Matthew Tilley and Kevin Holmes were named chairmen for the Bangor and Brewer committees respectively, while Jennifer McEwen and David Priesing were named as secretaries.

“We’re on the cusp of solidifying all of the organizations across the state,” Tilley said. “We need to seize direction on our own in our own communities and move it up to the state level from there, because the energy for the party needs to come from local groups.”

The committees will focus on keeping in contact with party members in their cities, keeping those party members informed and involved, and working with the other committee to increase the party’s presence in the two communities, Tilley said.

It is the first time the Green party, formed in 1984, has created committees in the two cities, Tilley said.

Bangor has 151 registered Green Independent Party voters, while Brewer has more than 50. The party has approximately 8,750 members statewide.

Of the more than 200 Green party voters between the two communities, only the four named individuals made an appearance at the joint meeting, which also served as the Bangor Green Independent Party’s municipal caucus, with two members from each city.

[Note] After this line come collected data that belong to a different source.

Issue #2072, opened 2017-07-24
Compare View Revamp: Add TR-55 Runoff Charts and Table


rajadain:
Once the basic data is present as of #2071, add charts to the chart view. Each row should be a single chart, and the width of the bars in the chart must correspond to each scenario column. Consult https://marvelapp.com/8hi9jg9/screen/29125399 for mockups, and talk to @jfrankl for figuring out which element's width should the bar in the chart match.

There should be:

 - [x] 4 charts in TR-55 Runoff: Combined Hydrology, Runoff, Evapotranspiration, Infiltration
 - [x] 3 tables in TR-55 Runoff: Runoff, Evapotranspiration, Infiltration

Hovering over any bar in the chart should highlight the value of all of them, as shown in the mockup above.

rajadain:
In #2094, some demo code for assembling TR-55 Runoff Table data was added to `modeling/views`. This should probably be brought in to a specialized function / view under the `compare/` set.

Issue #1848, opened 2017-05-01
Improve styling for "model running"


jfrankl:
Currently, when a model is running, we display small spinners underneath the topic tabs in the sidebar. I think this change is too subtle for the user to effectively see when the model is finished. On top of that, we don't make any changes to the model output while the model is running, which makes it seem like this content is current, when it does not actually match the map (while the model is running).

Below are a few ideas for improvement, though I think we should explore this further before we decide on an option.

- Change opacity of the model output to make it more clear that the model is running
- Add a spinner over the outdated model output

#### Current
![image](https://cloud.githubusercontent.com/assets/1809908/25595529/042e8c00-2e93-11e7-8dc1-f2ed683a0f1e.png)

jfrankl:
#### Model re-running, refreshing content

In Model mode, when the model is re-run, any data in a chart (bars, lines, etc.) and data in tables should be restyled to a "not ready" state, which will be a decreased opacity and css desaturation filter. That same style will be applied to tabs while those sections of content are processing. When a section of content is ready, that tab should snap back to its regular state and color should be restored to the chart and table content. A single spinner should appear on the tab level, which should be visible until all sections of content are finished processing—not just the one currently being viewed. 

![mmw1](https://cloud.githubusercontent.com/assets/1809908/26800107/06f66aa0-4a06-11e7-8c9a-80305955e99b.gif)

#### First time loading
When the Analyze or Model mode loads for the first time, before a graph or table has been displayed, we should display a special water loader along with the messages we currently display ("Calculating results", etc.). Tabs should be visible but "not ready", as with the model re-running above. The tab-level spinner should spin until all tabs are ready.

![mmw2](https://cloud.githubusercontent.com/assets/1809908/26800103/03ff1e46-4a06-11e7-991e-16adda3b5971.gif)

jfrankl:
Also, please let me know when you start working on this. I have a lot of the CSS written already.

PR #2123, opened 2017-08-07
Compare View: TR-55 Runoff Charts

kellyi:
## Overview

This PR adds the TR-55 Compare View charts and sets up the table & chart values to adjust accordingly. gif demo's below.

Connects #2072 

### Demo

compare-charts

### Notes

Currently there are a few quirks & limitations with this implementation, which we can either handle here or spin off elsewhere. 

1. I did not implement the popovers, which seem to be complicated enough to handle in another card.  NVD3 has tooltips by default, but since the desired behavior's that the hovering over one value on the bar chart opens corresponding popovers for all three, which isn't a built-in NVD3 feature. I think we may end up wanting to use Bootstrap popovers for this.

2. The bars themselves match the width of the scenario title placeholders when there are few enough of them to display in the scenario header without overflow. However, when there are more, the chart div seems not to expand in size beyond what's visible so the bars get squished.

3. There's currently some flicker as new charts are shown when retrieving any of the results, which means it renders once per scenario if the precipitation slider value changes. Not sure what is the best way to handle this -- I think we may want to set some value to check whether any of the scenarios is currently polling and show a loading state if not?

4. I think the maximum y axis value for "Combined Hydrology" should be the value the precipitation slider has been set to, but it seemed like the value these scenarios had was slightly off the number displayed for the slider. Not sure what is the best way to handle this, but we'll need to pass it in to the chart to set the `yDomain`.

Happy to try to address these here or to spin them off elsewhere; figured I'd put up the PR for review rather than spinning wheels on it.

## Testing
- get this branch, then ~`update` and `server`~ `bundle.sh` & hard refresh in the browser
- create a new TR-55 project then create a few scenarios including some which would cause varied values for runoff/infiltration (think: veg basin gswi conservation practice or high density land cover)
- open the compare view and verify that you see the new charts and that the values seem accurate to the underlying data
- move the precipitation slider and verify that when the polling stops, the values in the chart have changed
- click to see the table view, then move the precipitation slider, and verify that those values change too


kellyi:
Realized I left off a change which forces the y axis for the non-Combined-Hydrology charts to go slightly beyond the max value of the bars:

screen shot 2017-08-09 at 5 51 28 pm

Amended the commit & pushed it anew.

rajadain:
> get this branch, then `update` and `server`

This is one of our few projects to which this doesn't apply.

kellyi:
> This is one of our few projects to which this doesn't apply.

Whoops! `bundle.sh` then hard refresh instead!

rajadain:
The tick labels on the Combined Hydrology chart are incorrect:

image

This should be 10 instead of 1. The labels on the other charts are correct.

src/mmw/js/src/compare/views.js
```diff
@@ -46,6 +48,18 @@ var CompareWindow2 = Marionette.LayoutView.extend({
         sectionsRegion: '.compare-sections',
     },
 
+    initialize: function() {
+        var self = this;
+        this.model.get('scenarios').forEach(function(scenario) {
+            scenario.get('results').on('change', function(s) {
+                if (s.attributes.name === 'runoff' && !s.attributes.polling) {
```
arottersman: We should still use the backbone syntax: `s.get('name')` and `s.get('polling')`. We also may want to refer to it as `r`, for "result"

src/mmw/js/src/compare/views.js
```diff
@@ -472,8 +534,74 @@ function getTr55Tabs(scenarios) {
                 })
             },
         ],
-        // TODO Make Runoff charts
-        runoffCharts = [],
+        runoffCharts = [
```
arottersman: @rajadain Was there a reason for all the arrays/objects in this function to not be actual models?
 Why doesn't this return a`TabsCollection`?

kellyi:
> The tick labels on the Combined Hydrology chart are incorrect:

Good catch. The combined hydrology chart needs to get the precipitation slider value as an input so it can use it to set its `yDomain` max value.

rajadain:
This is interesting: when the precipitation value is changed, we run a TR-55 job for all four scenarios (in this example), and update the chart as the values return. As the initial values return, there is great variation in the chart, as we have some new low values coexisting with high old values. Once all the new ones are gathered, the chart rescales itself to the new standard. This is not very obvious to the user (especially because there are no spinners or loading symbols, more on that later), but the effect can be jarring:



Can we make it so that the chart updates when _every_ scenario has finished running instead of individual ones?

rajadain:
In the wireframes: https://marvelapp.com/8hi9jg9/screen/29125398, the background color of the columns alternates. Was any thought given to this here?

rajadain:
It looks like all the edge cases I found have been noted above in the description. Otherwise this works well, and moves us closer. Going to take a look at the code now.

kellyi:
> the background color of the columns alternates. Was any thought given to this here?

Whoops, missed that one. Should be simple enough to do with index mod 2 though, so I can add a commit to fix it.

Working on the combined hydrology ydomain value, too.

src/mmw/js/src/core/chart.js
```diff
@@ -346,6 +346,8 @@ function renderCompareMultibarChart(chartEl, name, label, colors, stacked, data)
         if (maxValue) {
             yDomainMax = maxValue * 1.2;
         }
+    } else {
+        yDomainMax = precipitation || 1;
```
kellyi: The fallback's to ensure that if precipitation's set to 0, the graph will still range from 0 to 1.

kellyi:
8a046c3 departs from the wireframes to show the max value on the y-axis:

screen shot 2017-08-10 at 12 14 08 pm

If we decide we *don't* want to show them, I can either drop the commit or we can set `showMaxMin` to be `false` in the future.

rajadain:
0.1 is shown twice in different locations in the Evapotranspiration chart in the screenshot. That can't be right.

kellyi:
> 0.1 is shown twice in different locations in the Evapotranspiration chart in the screenshot. That can't be right.

Ah, looks like we have to set the tick count differently if there are only two values.

kellyi:
I squashed this down to one commit & rebased it on `develop` so it'll be a single commit while adjusting the model & collection hierarchy here.

jfrankl:
Good catch. Let's model this after the proposed loading designs seen here: https://github.com/WikiWatershed/model-my-watershed/issues/1848

While model is running:

1. Add spinner
2. Change opacity of bars in bar graphs

Details in the screenshot below:

mmw-model-running

rajadain:
Closing in favor of #2148.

The new committees will work to ensure greater party education and involvement in the future, Holmes said, while also addressing popular misconceptions about the party.

“Part of the problem in this country is that not enough people take part in the process,” Tilley said. “They complain when the result is not something they like, but they aren’t active in the process that gets to that point.”

One area the committees hope to emphasize is the need for party members to stay involved, despite the growing establishment of the party in statewide politics, McEwen said.

“People figure now that there will just be a candidate there,” McEwen said. “They don’t think that they have to show up in hordes anymore because they just take it all for granted now.”

The group also plans to address the stereotype that the party is concerned only with environmental issues, said Tilley, who also was nominated as a Green party county committee member to be present at the state convention.

“We are concerned with business and environment and health and many other things,” Tilley said.

Educating the public about the Green Party and the government will serve to correct many of the problems the party is facing, Holmes said.

The committees will begin their work with the public May 12 when a meeting will be held for the public as well as for present and future party members to meet and talk, Tilley said. Like Saturday’s Bangor caucus and Bangor-Brewer party meeting, the May 12 dialogue will be held at the Peace and Justice Center at 170 Park St. in Bangor.

“The thing I like most is meeting people and hearing what they have to say,” Tilley said. “I’m a big proponent of dialogue.”